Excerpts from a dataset
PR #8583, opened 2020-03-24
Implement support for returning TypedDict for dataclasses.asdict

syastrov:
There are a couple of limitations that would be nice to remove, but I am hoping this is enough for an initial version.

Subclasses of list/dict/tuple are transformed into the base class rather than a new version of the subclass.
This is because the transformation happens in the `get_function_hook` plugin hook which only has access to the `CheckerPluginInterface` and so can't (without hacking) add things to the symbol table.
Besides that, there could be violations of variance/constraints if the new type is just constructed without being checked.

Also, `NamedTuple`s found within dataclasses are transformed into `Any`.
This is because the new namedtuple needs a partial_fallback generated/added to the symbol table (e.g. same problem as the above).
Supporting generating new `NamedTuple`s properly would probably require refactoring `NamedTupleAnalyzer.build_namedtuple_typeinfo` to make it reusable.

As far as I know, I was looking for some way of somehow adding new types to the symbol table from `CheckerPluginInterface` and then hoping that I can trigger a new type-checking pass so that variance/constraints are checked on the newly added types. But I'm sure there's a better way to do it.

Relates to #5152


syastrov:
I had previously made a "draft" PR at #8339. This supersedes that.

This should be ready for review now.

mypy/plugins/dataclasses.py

Exercise objective: Copy out each line of the records where the word "dataclasses" appears.

Completed task:
Implement support for returning TypedDict for dataclasses.asdict
Also, `NamedTuple`s found within dataclasses are transformed into `Any`.
mypy/plugins/dataclasses.py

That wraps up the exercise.